I'm guessing your pup will be ok on that nasty stuff. To be honest, when I first started with dogs and didn't know better, I raised quite a few healthy, happy, long lived dogs on Purina. I just refuse to support it anymore now that I have learned a bit.


----------



## Countryboy (May 16, 2011)

BorderKelpie said:


> I did have canned pumpkin at the ready if needed (I always keep that around now). I mixed in yougurt and just watched them closely.


Welcome to the wonderful world of Dog Feeding.  lol 

It's not a Science... it's sometimes an Art. U observe them... and start to collect a selection of home remedies to treat dire rear.

Best of luck!


----------



## Jamesknox (Feb 11, 2014)

Countryboy said:


> Welcome to the wonderful world of Dog Feeding.  lol
> 
> It's not a Science... it's sometimes an Art. U observe them... and start to collect a selection of home remedies to treat dire rear.
> 
> Best of luck!


The way you spelt diarrhea is HILARIOUS! :clap2:
So funny!


----------



## MollyMuiMa (Oct 13, 2012)

I too didn't bother with the transitioning rigmarole and put my girl on the food I picked with no problem.
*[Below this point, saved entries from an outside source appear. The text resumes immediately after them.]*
PR #3493, opened 2025-09-25
Embedded Metadata: do not add duplicates bylines when getting authors

quachpas:
This fixes an issue when duplicate bylines (strict true/false) are added to the list that leads to empty creators, cf. new webtest.

I ran the other webtests and they are working properly for creators. 2 links changed, but in other fields.

### DIFF
--- a/Embedded Metadata.js
+++ b/Embedded Metadata.js
@@ -9,7 +9,7 @@
 	"inRepository": true,
 	"translatorType": 4,
 	"browserSupport": "gcsibv",
-	"lastUpdated": "2025-06-10 14:42:15"
+	"lastUpdated": "2025-09-25 08:28:33"
 }
 
 /*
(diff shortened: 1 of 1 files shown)


Embedded Metadata.js
```diff
@@ -761,7 +761,9 @@ function getAuthorFromByline(doc, newItem) {
 			Z.debug(`Found ${byline.length} elements with '${bylineClass}' class (strict: ${isStrict})`);
 			for (let bylineElement of byline) {
 				if (!bylineElement.innerText?.trim()) continue;
-				bylines.push(bylineElement);
+				if (!bylines.includes(bylineElement)) {
+					bylines.push(bylineElement);
+				}
```
AbeJellinek: Formatting nit - let's do this:

```suggestion
				if (bylines.includes(bylineElement)) continue;
				bylines.push(bylineElement);
```

PR #3494, opened 2025-09-30
adding plural versions of some resource types for Primo XML

cbaksik:
plural versions of resource types are new defaults in Primo VE. Also adding new resource type from CDI.


cbaksik:
Hi - I just tried adding another test. You should see a citation for a video titled "Cat and mouse." Did I add it correctly? ty!

PR #3497, opened 2025-10-07
Papers Past: Enhanced metadata extraction for newspapers

almostsentient:
Enhanced newspaper metadata extraction using JSON-LD and structured data.

### DIFF
--- a/Papers Past.js
+++ b/Papers Past.js
@@ -1,21 +1,21 @@
 {
 	"translatorID": "1b052690-16dd-431d-9828-9dc675eb55f6",
 	"label": "Papers Past",
-	"creator": "Philipp Zumstein and Abe Jellinek",
+	"creator": "Philipp Zumstein, Abe Jellinek, and Jason Murphy",
 	"target": "^https?://(www\\.)?paperspast\\.natlib\\.govt\\.nz/",
-	"minVersion": "3.0",
+	"minVersion": "5.0",
 	"maxVersion": "",
-	"priority": 100,
+	"priority": 200,
 	"inRepository": true,
 	"translatorType": 4,
 	"browserSupport": "gcsibv",
-	"lastUpdated": "2021-07-12 17:17:15"
+	"lastUpdated": "2025-09-30 06:00:00"
 }
 
 /*
 	***** BEGIN LICENSE BLOCK *****
 
-	Copyright © 2017-2021 Philipp Zumstein and Abe Jellinek
+	Copyright © 2025 Philipp Zumstein, Abe Jellinek, and Jason Murphy
 
 	This file is part of Zotero.
 
@@ -35,15 +35,31 @@
 	***** END LICENSE BLOCK *****
 */
 
+/*
+	Papers Past Translator
+	
+	Enhanced metadata extraction for newspaper articles using structured data sources
+	(JSON-LD, Highwire Press, Dublin Core) with fallbacks to screen scraping.
+	Legacy scraping maintained for other collection types (periodicals, manuscripts, parliamentary papers). 
+*/
+
+// ============================================================================
+// Detection and Routing
+// ============================================================================
 
 function detectWeb(doc, url) {
+	// Check for newspaper article
+	if (isNewspaperArticle(doc, url)) {
+		return "newspaperArticle";
+	}
+
+	// Handle search results
 	if (/[?&]query=/.test(url) && getSearchResults(doc, true)) {
 		return "multiple";
 	}
+	
+	// Handle other collection types
 	else if (ZU.xpathText(doc, '//h3[@itemprop="headline"]')) {
-		if (url.includes('/newspapers/')) {
-			return "newspaperArticle";
-		}
 		if (url.includes('/periodicals/')) {
 			return "journalArticle";
 		}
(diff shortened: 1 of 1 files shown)


Papers Past.js
```diff
@@ -1,21 +1,21 @@
...
 	"translatorID": "1b052690-16dd-431d-9828-9dc675eb55f6",
 	"label": "Papers Past",
-	"creator": "Philipp Zumstein and Abe Jellinek",
+	"creator": "Philipp Zumstein, Abe Jellinek, and Jason Murphy",
 	"target": "^https?://(www\\.)?paperspast\\.natlib\\.govt\\.nz/",
-	"minVersion": "3.0",
+	"minVersion": "5.0",
 	"maxVersion": "",
-	"priority": 100,
+	"priority": 200,
```
AbeJellinek: Website-specific translators should almost always have priority 100. No need to change this.

Papers Past.js
```diff
@@ -84,20 +88,126 @@ function doWeb(doc, url) {
...
+		if (checkOnly) return true;
+		found = true;
+		items[href] = title;
+	}
+	return found ? items : false;
+}
+
+function scrapeLegacy(doc, url) {
 	var type = detectWeb(doc, url);
+	if (!type) return false;
```
AbeJellinek: No need for this. `doWeb()` won't run if detection fails.

Papers Past.js
```diff
@@ -84,20 +88,126 @@ function doWeb(doc, url) {
...
+	
 	var item = new Zotero.Item(type);
 	var title = ZU.xpathText(doc, '//h3[@itemprop="headline"]/text()[1]');
-	item.title = ZU.capitalizeTitle(title.toLowerCase(), true);
+	if (title) {
+		item.title = ZU.capitalizeTitle(title.toLowerCase(), true);
```
AbeJellinek: I know we were already doing this, but it isn't great and should be changed. The only situation in which force-title casing makes sense is when the title is in all caps (`title.toUpperCase()  === title`), so we could put it behind that check.

Papers Past.js
```diff
@@ -136,30 +248,31 @@ function scrape(doc, url) {
...
 	}
 	
-	item.abstractNote = text(doc, '#tab-english');
-
+	item.abstractNote = ZU.xpathText(doc, '//div[@id="tab-english"]');
 	item.url = ZU.xpathText(doc, '//div[@id="researcher-tools-tab"]/input/@value');
-	if (!item.url) item.url = text('#researcher-tools-tab p');
-	if (!item.url || !item.url.startsWith('http')) item.url = url;
+	if (!item.url) {
+		item.url = ZU.xpathText(doc, '//div[@id="researcher-tools-tab"]//p');
```
AbeJellinek: Try not to introduce new XPaths when a CSS selector will do:


```suggestion
		item.url = text(doc, '#researcher-tools-tab p');
```

Papers Past.js
```diff
@@ -136,30 +248,31 @@ function scrape(doc, url) {
...
+		item.url = url;
+	}
 	
 	item.attachments.push({
 		title: "Snapshot",
 		document: doc
 	});
 	
-	let imagePageURL = attr(doc, '.imagecontainer a', 'href');
+	var imagePageURL = ZU.xpathText(doc, '//div[@class="imagecontainer"]//a/@href');
```
AbeJellinek: Revert this - there was nothing wrong with the existing code!

Papers Past.js
```diff
@@ -136,30 +248,31 @@ function scrape(doc, url) {
...
 	if (imagePageURL) {
 		ZU.processDocuments(imagePageURL, function (imageDoc) {
 			item.attachments.push({
 				title: 'Image',
 				mimeType: 'image/jpeg',
-				url: attr(imageDoc, '.imagecontainer img', 'src')
+				url: ZU.xpathText(imageDoc, '//div[@class="imagecontainer"]//img/@src')
```
AbeJellinek: Ditto

Papers Past.js
```diff
@@ -169,6 +282,147 @@ function scrape(doc, url) {
...
+			dc[name.replace(/^dc\./, "DC.")] = content;
+		}
+	}
+	return { hw, dc };
+}
+
+// Parse bibliographic details from the on-page citation text
+function parseBibliographicDetails(doc) {
+	const cite = doc.querySelector('#researcher-tools-tab .citation, .tabs-panel .citation, p.citation');
+	const text = cite ? cite.textContent : "";
```
AbeJellinek: Avoid `const` for things that aren't actually static constants; use `text()` utility:

```suggestion
	let text = text(doc, '#researcher-tools-tab .citation, .tabs-panel .citation, p.citation');
```

Papers Past.js
```diff
@@ -169,6 +282,147 @@ function scrape(doc, url) {
...
+	const out = { publicationTitle: "", volume: "", issue: "", date: "", pages: "" };
```
AbeJellinek:
```suggestion
	let out = { publicationTitle: "", volume: "", issue: "", date: "", pages: "" };
```

and below

Papers Past.js
```diff
@@ -169,6 +282,147 @@ function scrape(doc, url) {
...
+
+	const pageMatch = text.match(/Page\s+([0-9A-Za-z\-]+)/i);
+	if (pageMatch) out.pages = clean(pageMatch[1]);
+
+	return out;
+}
+
+// Trim and normalize whitespace
+function clean(s) {
+	return s ? s.replace(/\s+/g, " ").trim() : "";
```
AbeJellinek: This does the same thing as `ZU.trimInternal()`.

Papers Past.js
```diff
@@ -169,6 +282,147 @@ function scrape(doc, url) {
...
+}
+
+// Return first non-duplicate value from array
+function dedupeFirst(arr) {
```
AbeJellinek, line 319: What issue is this preventing? The logic is kind of hard to follow, but since it always exits after adding to `seen`, isn't it just returning the first non-empty value in the array? `seen` will never be read after being written to.

Papers Past.js
```diff
@@ -169,6 +282,147 @@ function scrape(doc, url) {
...
+		if (!seen.has(k)) {
+			seen.add(k);
+			return v;
+		}
+	}
+	return arr.find(Boolean) || "";
+}
+
+// Fix all-caps titles to title case, avoiding issues with apostrophes
+function fixTitleCase(str) {
```
AbeJellinek, line 323: OK, this is good, and we should use it for the existing code where we force-title case the title.

Papers Past.js
```diff
@@ -169,6 +282,147 @@ function scrape(doc, url) {
...
+	if (!str) return str;
+	const letters = str.replace(/[^A-Za-z]/g, "");
+	if (!letters) return str;
+	const uppers = (letters.match(/[A-Z]/g) || []).length;
+	const upperRatio = uppers / letters.length;
+	
+	// If more than 60% uppercase, convert to title case
+	if (upperRatio > 0.6) {
+		// Only capitalize after spaces or at start, not after apostrophes
+		return str.toLowerCase().replace(/(^|\s)\w/g, c => c.toUpperCase());
```
AbeJellinek: Does `ZU.capitalizeTitle()` not already handle this correctly?

Papers Past.js
```diff
@@ -169,6 +282,147 @@ function scrape(doc, url) {
...
+}
+
+// Remove query parameters and hash from URL
+function stripQueryAndHash(u) {
+	try {
+		const x = new URL(u);
+		x.search = "";
+		x.hash = "";
+		return x.toString();
+	} catch (e) {
```
AbeJellinek: Lint: `npm run lint -- --fix "Papers Past.js"`

Papers Past.js
```diff
@@ -178,42 +432,18 @@ var testCases = [
 	},
 	{
 		"type": "web",
-		"url": "https://paperspast.natlib.govt.nz/newspapers/EP19440218.2.61",
+		"url": "https://paperspast.natlib.govt.nz/newspapers/MT19390701.2.6.3",
```
AbeJellinek, line 390: We should keep the old tests in addition to the new ones, rather than replacing them.

PR #3498, opened 2025-10-08
New Translator: FAOLEX Database

swifterslb:
This is a translator for FAOLEX Database (https://www.fao.org/faolex). Please note that the function of multiple items doesn't work because the site use dynamic elements.


swifterslb:
`"defer": true` was used but still get mixed results. Not all tests passed.

PR #3499, opened 2025-10-08
Adding new translator Anarchist Library.js

pretty-weed:
This translator handles metadata for theanarchistlibrary.org. Development done in https://github.com/anti-toil-at-seminary/zotero-translator-anarchist-library. 

This translator is still a work in progress, it is overzealous in downloading attachments, and I want to make that behavior more opt-in, and there is useful work to be done in improving source backtracking to add to notes and extra, but this WIP is currently functional

### DIFF
--- a/Anarchist Library.js
+++ b/Anarchist Library.js
@@ -9,7 +9,7 @@
 	"inRepository": true,
 	"translatorType": 4,
 	"browserSupport": "gcsibv",
-	"lastUpdated": "2025-10-07 11:18:38"
+	"lastUpdated": "2025-10-25 01:31:43"
 }
 
 /*
@@ -163,9 +163,7 @@ async function doWeb(doc, url) {
 	}
 }
 
-
 /** BEGIN TEST CASES **/
-
 var testCases = [
 	{
 		"type": "web",
@@ -219,7 +217,6 @@ var testCases = [
 			}
 		]
 	},
-
 	{
 		"type": "web",
 		"url": "https://theanarchistlibrary.org/library/errico-malatesta-the-general-strike-and-the-insurrection-in-italy",
@@ -290,12 +287,20 @@ var testCases = [
 					}
 				],
 				"notes": [
-					{ "note": "Translated by Alexia Grosjean." },
-					{ "note": "Source: Retrieved on 11th March 2025 from www.skbl.se" }
+					{
+						"note": "Translated by Alexia Grosjean."
+					},
+					{
+						"note": "Source: Retrieved on 11th March 2025 from www.skbl.se"
+					}
 				],
 				"tags": [
-					{ "tag": "Sweden" },
-					{ "tag": "biography" }
+					{
+						"tag": "Sweden"
+					},
+					{
+						"tag": "biography"
+					}
 				],
 				"date": "2018-03-08",
 				"seeAlso": [],
@@ -331,13 +336,23 @@ var testCases = [
 					}
 				],
 				"notes": [
-					{ "note": "Translated by Reddebrek." },
-					{ "note": "Source: Provided by the translator." }
+					{
+						"note": "Translated by Reddebrek."
+					},
+					{
+						"note": "Source: Provided by the translator."
+					}
 				],
 				"tags": [
-					{ "tag": "history" },
-					{ "tag": "individualism" },
-					{ "tag": "proto-anarchism" }
+					{
+						"tag": "history"
+					},
+					{
+						"tag": "individualism"
+					},
+					{
+						"tag": "proto-anarchism"
+					}
 				],
 				"date": "1933",
 				"seeAlso": [],


Anarchist Library.js
```diff
@@ -0,0 +1,455 @@
+{
+	"translatorID": "1a31e4c5-22ed-4b5b-a75f-55476db29a44",
+	"label": "Anarchist Library",
+	"creator": "Sister Baæ'l",
+	"target": "https://theanarchistlibrary.org/(latest|library|stats/popular|category/topic|category/author|special/index|search)",
```
AbeJellinek: Escape regex special chars:

```suggestion
	"target": "https://theanarchistlibrary\\.org/(latest|library|stats/popular|category/topic|category/author|special/index|search)",
```

Anarchist Library.js
```diff
@@ -0,0 +1,455 @@
...
+If you do any work on this translator, please add yourself here <3.
+*/
+
+var urlBase = "https://theanarchistlibrary.org/";
+
+// ToDo: Localization
+var languageNames = new Intl.DisplayNames(['en'], { type: 'language' });
+
+var allAttachmentTypes = {
+	"Plain PDF": ".pdf",
```
AbeJellinek: Let's just grab the PDF for now. From the couple random examples I've looked at, it seems to be the prettiest and most lossless - the HTML and EPUB lose some of the nice layout, and the TeX isn't really useful in Zotero. We can revisit this later, though.

Anarchist Library.js
```diff
@@ -0,0 +1,455 @@
...
+	// todo copied from below
+	let items = {};
+	let results = doc.querySelectorAll('a.list-group-item');
+	for (let i = 0; i < results.length; i++) {
+		items[results[i].href] = ZU.trimInternal(text(results[i], "strong"));
+	}
+	return items;
+}
+
+function getSearchItems(doc) {
```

I also change kibble a lot with no problems.....cast iron tummy I guess! Molly is fed both raw and kibble too! (separately of course)I feel that no matter where we are, she'll be able to eat the kibble offered in case of an emergency! I've had the same can of pumpkin in my cupboard for 'just in case' forever! LOL! Hope you get a puppy with no tummy issues too!


----------



## Quossum (Mar 18, 2011)

Yeah, I wouldn't worry about it. A few weeks of sub-par food shouldn't be a huge problem.

I feed raw, and I never even "transitioned" any of my dogs upon acquisition. Yesterday they ate kibble...today (and every day forward), they eat raw. Never have had a problem. (Though I do swear by the canned pumpkin for the occasional upset tummy--that stuff is pure gold!)

--Q


----------



## QuigleysMom (Jan 9, 2014)

My breeder was feeding Quigley grain free. I feed my other dog grain free and I have grain free puppy food and I mix in a little bit of adult food cause he likes it.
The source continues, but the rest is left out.